Hindu temple in Tamil Nadu

Puradhana Vaneswarar Temple is a Hindu temple located at Thiruchitrambalam near Pattukkottai in the Thanjavur district of Tamil Nadu, India.

==Vaippu Sthalam==
It is one of the shrines of the Vaippu Sthalams sung by Tamil Saivite Nayanar Sundarar. The temple is located in Pattukkottai-Arantangi road, at a distance of 15 k.m. from Pattukkottai and, at a distance of 34 k.m. from Arantangi. Vinayaka of this temple is known as Poovilungi Vinayaka, the Vinayaka who would swallow the flowers.

==Presiding deity==
The presiding deity in the garbhagriha, represented by the lingam, is known as Puradhanavaneswarar.
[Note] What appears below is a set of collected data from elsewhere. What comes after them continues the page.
PR #2131, opened 2016-01-19
should use pk instead of id

alexpilot11:
When a model uses a primary key for something besides id, it breaks. Using pk fixes this problem because pk will still reference id if id is the primary key


gasman:
Merged in 5270c14444b5ada7a60c0b644fcc43d456c10a2d - thanks!

PR #2133, opened 2016-01-20
Clarify what the Administrator flag does

fozcode:
This is something that confused me a little as a Wagtail newcomer.

In user admin the Administrator flag actually sets the `is_superuser` field, which then goes on to shortcut all the normal permissions checking. So saying that it gives _"the ability to manage user accounts"_ is rather an understatement. For example, a user with very little privilege will suddenly be able to delete sites, groups, documents and more as soon as this is ticked.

The Goddess, the consort, is known as Periyanayaki. An idol of Ganesha is present in the shrine of Periyanayaki Ambal.

==Architecture==
Two ponds are found near the temple. Inscriptions of Chola, Pandya and Vijayanagara are found in this temple. The main gopura is facing big pond called 'kaasaan kulam'. According to popular legend, the spot was chosen by Shiva for meditation. Manmatha, the Hindu Cupid, tried to interrupt his meditation and was burnt to ashes. Manmatha was later revived at Thiruchittrambalam. The place is commemorated with the Yama Dharmaraja Temple.

==Festival==
Mahasivaratri festival is held in this temple. In ancient time every year float festival was held in this temple. At that time, the main deity Puradhanavaneswarar would be kept on the float.